Copy each line below containing "println".

----

PR #361, opened 2018-09-03
z/OS Unix System services CLI git enablement

OldNavi:
Hi all,

I made git-client-plugin to work with z/OS Unix System Service with command line git implementation made by Rocket SW as it has addons to work correctly under z/OS unix. I had it running successfully almost for one year and decided to offer my changes to community.  Most code changes in this PR are related to the transcoding input/output  from git cli from/to IBM z/OS EBCDIC code page.  Kindly let me know if this PR can be accepted and what should i amend/changed to get this PR accepted.

PR #362, opened 2018-09-03
z/OS Unix System services CLI git enablement

OldNavi:
Hi all,

I made git-client-plugin to work with z/OS Unix System Service with command line git implementation made by Rocket SW as it has addons to work correctly under z/OS unix. I had it running successfully almost for one year and decided to offer my changes to community. Most code changes in this PR are related to the transcoding input/output from git cli from/to IBM z/OS EBCDIC code page. Kindly let me know if this PR can be accepted and what should i amend/changed to get this PR accepted.

PS: This PR is for master branch (3.0.0) - same as in PR #361

### DIFF
--- a/src/main/java/org/jenkinsci/plugins/gitclient/CliGitAPIImpl.java
+++ b/src/main/java/org/jenkinsci/plugins/gitclient/CliGitAPIImpl.java
@@ -8,13 +8,10 @@ import com.cloudbees.plugins.credentials.common.StandardUsernamePasswordCredenti
 
 import edu.umd.cs.findbugs.annotations.CheckForNull;
 import edu.umd.cs.findbugs.annotations.NonNull;
-import hudson.EnvVars;
-import hudson.FilePath;
-import hudson.Launcher;
+import hudson.*;
 import com.google.common.collect.Lists;
 import edu.umd.cs.findbugs.annotations.SuppressFBWarnings;
 import hudson.Launcher.LocalLauncher;
-import hudson.Util;
 import hudson.model.TaskListener;
 import hudson.plugins.git.Branch;
 import hudson.plugins.git.GitException;
@@ -169,6 +166,10 @@ public class CliGitAPIImpl extends LegacyCompatibleGitAPIImpl {
     /* Package protected for testing */
     final static String SUBMODULE_REMOTE_PATTERN_STRING = SUBMODULE_REMOTE_PATTERN_CONFIG_KEY + "\\s+[^\\s]+$";
 
+
+    /* Encoding charset for z/OS, only on z/OS USS platform                 
+    */
+    private final String encoding;
     private void warnIfWindowsTemporaryDirNameHasSpaces() {
         if (!isWindows()) {
             return;
@@ -252,7 +253,8 @@ public class CliGitAPIImpl extends LegacyCompatibleGitAPIImpl {
         this.listener = listener;
         this.gitExe = gitExe;
         this.environment = environment;
-
+        this.encoding = ZosCheck() ? "IBM1047" : Charset.defaultCharset().toString();
+        
         launcher = new LocalLauncher(IGitAPI.verbose?listener:TaskListener.NULL);
     }
 
@@ -804,15 +806,15 @@ public class CliGitAPIImpl extends LegacyCompatibleGitAPIImpl {
     public void clean(boolean cleanSubmodule) throws GitException, InterruptedException {
         reset(true);
 	String cmd = "-fdx";
-	if (cleanSubmodule) cmd = "-ffdx";
-
+    if (cleanSubmodule) cmd = "-ffdx";
+    
 	launchCommand("clean", cmd);
-    }
+}
 
-    /**
-     * Remove untracked files and directories, including files listed
-     * in the ignore rules.
-     *
+/**
+ * Remove untracked files and directories, including files listed
+ * in the ignore rules.
+ *
      * @throws hudson.plugins.git.GitException if underlying git operation fails.
      * @throws java.lang.InterruptedException if interrupted.
      */
@@ -1816,7 +1818,7 @@ public class CliGitAPIImpl extends LegacyCompatibleGitAPIImpl {
 
     private File createSshKeyFile(SSHUserPrivateKey sshUser) throws IOException, InterruptedException {
         File key = createTempFile("ssh", ".key");
-        try (PrintWriter w = new PrintWriter(key, Charset.defaultCharset().toString())) {
+        try (PrintWriter w = new PrintWriter(key, this.encoding)) {
             List<String> privateKeys = sshUser.getPrivateKeys();
             for (String s : privateKeys) {
                 w.println(s);
@@ -1852,7 +1854,7 @@ public class CliGitAPIImpl extends LegacyCompatibleGitAPIImpl {
 
     private File createWindowsSshAskpass(SSHUserPrivateKey sshUser) throws IOException {
         File ssh = createTempFile("pass", ".bat");
-        try (PrintWriter w = new PrintWriter(ssh, Charset.defaultCharset().toString())) {
+        try (PrintWriter w = new PrintWriter(ssh, this.encoding)) {
             // avoid echoing command as part of the password
             w.println("@echo off");
             // no surrounding double quotes on windows echo -- they are echoed too
@@ -1865,7 +1867,7 @@ public class CliGitAPIImpl extends LegacyCompatibleGitAPIImpl {
 
     private File createUnixSshAskpass(SSHUserPrivateKey sshUser) throws IOException {
         File ssh = createTempFile("pass", ".sh");
-        try (PrintWriter w = new PrintWriter(ssh, Charset.defaultCharset().toString())) {
+        try (PrintWriter w = new PrintWriter(ssh, this.encoding)) {
             w.println("#!/bin/sh");
             w.println("echo '" + quoteUnixCredentials(Secret.toString(sshUser.getPassphrase())) + "'");
         }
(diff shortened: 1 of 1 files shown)


src/main/java/org/jenkinsci/plugins/gitclient/CliGitAPIImpl.java
```diff
@@ -8,13 +8,10 @@
 
 import edu.umd.cs.findbugs.annotations.CheckForNull;
 import edu.umd.cs.findbugs.annotations.NonNull;
-import hudson.EnvVars;
-import hudson.FilePath;
-import hudson.Launcher;
+import hudson.*;
```
MarkEWaite: Please don't switch to wildcard imports.  That change tends to result in unnecessary conflicts with other pull requests and forces work onto the authors of other pull requests.

I'll include a pointer to the SCM API guidelines in the CONTRIBUTING file so that others are less likely to have that problem

src/main/java/org/jenkinsci/plugins/gitclient/CliGitAPIImpl.java
```diff
@@ -8,13 +8,10 @@
...
 import com.google.common.collect.Lists;
 import edu.umd.cs.findbugs.annotations.SuppressFBWarnings;
 import hudson.Launcher.LocalLauncher;
-import hudson.Util;
```
MarkEWaite: Don't make whitepace related changes without consultation with the maintainers.  There are enough open pull requests for the git client plugin that we can't make whitespace changes without creating conflicts in those other pull requests.

src/main/java/org/jenkinsci/plugins/gitclient/CliGitAPIImpl.java
```diff
@@ -804,15 +806,15 @@ public void execute() throws GitException, InterruptedException {
     public void clean(boolean cleanSubmodule) throws GitException, InterruptedException {
         reset(true);
 	String cmd = "-fdx";
-	if (cleanSubmodule) cmd = "-ffdx";
-
+    if (cleanSubmodule) cmd = "-ffdx";
```
MarkEWaite: Please don't make whitespace changes.  Even as ugly as the formatting is, we retain the formatting for existing code so that pending pull requests are not blocked by conflicts due to whitespace changes.

src/main/java/org/jenkinsci/plugins/gitclient/CliGitAPIImpl.java
```diff
@@ -804,15 +806,15 @@ public void execute() throws GitException, InterruptedException {
...
+
```
MarkEWaite: No trailing whitespace on lines, please.  The current whitespace setup is already bad enough without adding more cases of whitespace issues.

src/main/java/org/jenkinsci/plugins/gitclient/CliGitAPIImpl.java
```diff
@@ -804,15 +806,15 @@ public void execute() throws GitException, InterruptedException {
...
+    
 	launchCommand("clean", cmd);
-    }
+}
 
-    /**
-     * Remove untracked files and directories, including files listed
-     * in the ignore rules.
-     *
+/**
```
MarkEWaite: Remove this whitespace only change please.

src/main/java/org/jenkinsci/plugins/gitclient/CliGitAPIImpl.java
```diff
@@ -2023,20 +2025,24 @@ private File createWindowsGitSSH(File key, String user) throws IOException {
         File ssh = createTempFile("ssh", ".bat");
 
         File sshexe = getSSHExecutable();
-
-        try (PrintWriter w = new PrintWriter(ssh, Charset.defaultCharset().toString())) {
+
```
MarkEWaite: No trailing white space on lines.

src/main/java/org/jenkinsci/plugins/gitclient/CliGitAPIImpl.java
```diff
@@ -2046,7 +2052,7 @@ private File createUnixGitSSH(File key, String user) throws IOException {
             w.println("ssh -i \"" + key.getAbsolutePath() + "\" -l \"" + user + "\" -o StrictHostKeyChecking=no \"$@\"");
         }
         ssh.setExecutable(true, true);
-        //JENKINS-48258 git client plugin occasionally fails with "text file busy" error
+                //JENKINS-48258 git client plugin occasionally fails with "text file busy" error
```
MarkEWaite: Remove this whitespace change please

src/main/java/org/jenkinsci/plugins/gitclient/CliGitAPIImpl.java
```diff
@@ -2067,12 +2073,12 @@ private File createUnixGitSSH(File key, String user) throws IOException {
                 deleteTempFile(ssh_copy);
             }
             //Previous operation failed. Return original file
-            return ssh;
-        }
-		
-        return ssh_copy;
+        return ssh;
```
MarkEWaite: Remove this whitespace change please

src/main/java/org/jenkinsci/plugins/gitclient/CliGitAPIImpl.java
```diff
@@ -2067,12 +2073,12 @@ private File createUnixGitSSH(File key, String user) throws IOException {
...
     }
 
+    return ssh_copy;
```
MarkEWaite: Remove this whitespace change please

src/main/java/org/jenkinsci/plugins/gitclient/CliGitAPIImpl.java
```diff
@@ -2104,14 +2110,49 @@ private String launchCommandIn(ArgumentListBuilder args, File workDir, EnvVars e
...
+            if(ZosCheck() == true) {
+                // Another behavior on z/OS required due to the race condition
+                Launcher.ProcStarter p = launcher.launch().cmds(args.toCommandArray()).
+                        envs(freshEnv);
+                if (workDir != null) p.pwd(workDir);
+                p.readStdout().readStderr();
+                Proc prc = p.start();
+
+                status = prc.joinWithTimeout(usedTimeout, TimeUnit.MINUTES, listener);
+                BufferedReader brStdout = new BufferedReader(new InputStreamReader(prc.getStdout(),Charset.forName("IBM1047")));
```
MarkEWaite: Please use the Java 'try with resources' syntax so that we can reduce the risk of file descriptor leaks and remove the `close` calls at the end of the block.

src/main/java/org/jenkinsci/plugins/gitclient/CliGitAPIImpl.java
```diff
@@ -2104,14 +2110,49 @@ private String launchCommandIn(ArgumentListBuilder args, File workDir, EnvVars e
...
-            if (workDir != null) p.pwd(workDir);
-            int status = p.start().joinWithTimeout(usedTimeout, TimeUnit.MINUTES, listener);
 
-            String result = fos.toString(Charset.defaultCharset().toString());
+            int status=0;
+            String result = "";
+            String errorString = "";
+            if(ZosCheck() == true) {
+                // Another behavior on z/OS required due to the race condition
+                Launcher.ProcStarter p = launcher.launch().cmds(args.toCommandArray()).
```
MarkEWaite: Please provide more details in this comment on the race condition that is requiring this difference of behavior.  For example:

* What is the race condition?
* Where is it described?
* What makes it unique to z/OS?
* How would we detect at some future time that the race condition no longer exists?

src/main/java/org/jenkinsci/plugins/gitclient/CliGitAPIImpl.java
OldNavi: Sorry, fixed now.

src/main/java/org/jenkinsci/plugins/gitclient/CliGitAPIImpl.java
OldNavi: ditto

src/main/java/org/jenkinsci/plugins/gitclient/CliGitAPIImpl.java
OldNavi: Sorry, fixed now.

src/main/java/org/jenkinsci/plugins/gitclient/CliGitAPIImpl.java
OldNavi: ditto

src/main/java/org/jenkinsci/plugins/gitclient/CliGitAPIImpl.java
OldNavi: ditto

src/main/java/org/jenkinsci/plugins/gitclient/CliGitAPIImpl.java
OldNavi: ditto

src/main/java/org/jenkinsci/plugins/gitclient/CliGitAPIImpl.java
OldNavi: ditto

src/main/java/org/jenkinsci/plugins/gitclient/CliGitAPIImpl.java
OldNavi: ditto

src/main/java/org/jenkinsci/plugins/gitclient/CliGitAPIImpl.java
OldNavi: ditto

src/main/java/org/jenkinsci/plugins/gitclient/CliGitAPIImpl.java
OldNavi: Fixed.

src/main/java/org/jenkinsci/plugins/gitclient/CliGitAPIImpl.java
OldNavi: It is something internal with IBM Java on z/OS implementation - i didn't get much into details there. It seems Runtime.exec() behaves a little bit different when JVM does transcoding on z/OS. As result if i do us LocalProc implementation with StreamCopyThread - i'm getting garbage in a first few chars and i didn't found a way to overcome that easily.  Seems IBM Java implementation of Runtime.exec() is not that good when it have to deal with transcoding - that's why there is IBM z/OS Java own version of exec() in JZOS library - which do work great https://www.ibm.com/support/knowledgecenter/SSYKE2_8.0.0/com.ibm.java.zsecurity.api.80.doc/com.ibm.jzos/com/ibm/jzos/Exec.html  - but i don't want to add that kind of dependency in the project.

----

EXERCISE ANSWER:
                 w.println(s);
             w.println("@echo off");
             w.println("#!/bin/sh");
             w.println("echo '" + quoteUnixCredentials(Secret.toString(sshUser.getPassphrase())) + "'");
             w.println("ssh -i \"" + key.getAbsolutePath() + "\" -l \"" + user + "\" -o StrictHostKeyChecking=no \"$@\"");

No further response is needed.